Goal of the exercise
Taking the line with "Recently upgraded to EE 6.3.4. PHP is 8.02." as the first and the line with "I made a new test" as the last, set down exactly every line in that range from the entries below, and no more.

....

Issue #2145, opened 2022-07-21
Unexplained errors with fluid grids & file fields, can't save entries


murtaugh:
I've been getting an unspecified error when submitting entries, and I think I've nailed the problem down to an issue with fluid image grids.

1. Create a new entry.
2. In a fluid fieldtype, insert either a file grid field or a grid field with a file field in it. Make sure there's at least one row of content.
3. Add another grid field. As far as I can tell the content of this second grid field doesn't matter. Make sure there's at least one row of content.
4. The entry will save normally.
5. Return to the entry and add a row to the first grid. Trying to save the entry will now result in an error.

<img width="578" alt="image" src="https://user-images.githubusercontent.com/308752/180301827-886f1e8d-498c-42b3-911b-d339f6ab2feb.png">

There are no indications of what the error is within the fluid field. At the bottom of the fluid field is this:

<img width="502" alt="image" src="https://user-images.githubusercontent.com/308752/180301952-53ddc0af-d139-4a32-b2c1-812589d8fe5d.png">

I've noticed that if the second grid field has radio buttons, the radio buttons have a red border around them:

<img width="591" alt="image" src="https://user-images.githubusercontent.com/308752/180302580-96563418-8381-467b-94a8-ac596ab023b7.png">

Interestingly, as I'm testing now, this field *appeared* with the red border around it. I never submitted the entry with this field in the fluid fieldtype, so I don't know why it has the error applied to it.

If you re-order the fields, so that the grid field with the file in it is no longer is position 1, the entry will save without an error, but the grid field that is *now* in position 1 *will* start throwing errors when you add a row, if it has a file field in it.

EE 6.2.4
PHP 8.0.8

jejuna:
Yeah, me too. I reported this June 1, here:
[https://github.com/ExpressionEngine/ExpressionEngine/issues/2105](url)

It seems to be some odd validation bug. At least I'm not the only one who's got this issue, as it's driving my client insane.

matthewjohns0n:
Just wanted to give a little update on this one. We're making progress on this. I've figured out part of this issue, but not exactly why it's happening yet. We'll get this fixed soon though!

matthewjohns0n:
@murtaugh @jejuna I believe this PR fixes the grid validation issue you're running into. We should be getting this fix into an upcoming release. If you're able to, it would be great to verify this fixes the issues you're running into.

jejuna:
Thanks, I will report back!

[...]

PR #2149, opened 2022-07-25
Fixes bug with grid validation error

### LINKED ISSUE #2105: Updating grid field with radio field. Nope.
We have several grid fields used in a fluid field. This site has been working perfectly for nearly 2 years.
Recently upgraded to EE 6.3.4. PHP is 8.02. 

Now, anytime the client adds a row to an existing entry that has a radio fieldtype in a grid field, it won't save. 

I thought it might be a corrupted entry, so I made a new one, and still, same error. 

I made a new test grid field with a radio button in it, and still, same error.

It will save the first time with no issues. But adding a row to an existing grid field makes it bork.

I thought it might be an issue with the new conditional field, but I've checked, and none are marked conditional. 

Here's the screenshot.
screenshot

It's not just this field. It's every field that has a radio fieldtype.

screenshot2

This seems like a bug.

matthewjohns0n:
Fixes #2105 #2145

### DIFF
--- a/system/ee/ExpressionEngine/Addons/grid/ft.grid.php
+++ b/system/ee/ExpressionEngine/Addons/grid/ft.grid.php
@@ -820,6 +820,11 @@ class Grid_ft extends EE_Fieldtype
         $entry_id = (isset($this->settings['entry_id']))
             ? $this->settings['entry_id'] : ee()->input->get_post('entry_id');
 
+        // If entry id isnt set and this is an edit entry, we'll get it from the URL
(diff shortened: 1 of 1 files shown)


intoeetive (commented):
The potential problem with this solution is that it will not work with channel forms, or wherever the URL structure is different.

But maybe it's not an issue there

intoeetive (changes requested):
This is causing issues with Fluid. 
We'll need to work on better solution.
Closing for now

....

Task result
Recently upgraded to EE 6.3.4. PHP is 8.02. 

Now, anytime the client adds a row to an existing entry that has a radio fieldtype in a grid field, it won't save. 

I thought it might be a corrupted entry, so I made a new one, and still, same error. 

I made a new test grid field with a radio button in it, and still, same error.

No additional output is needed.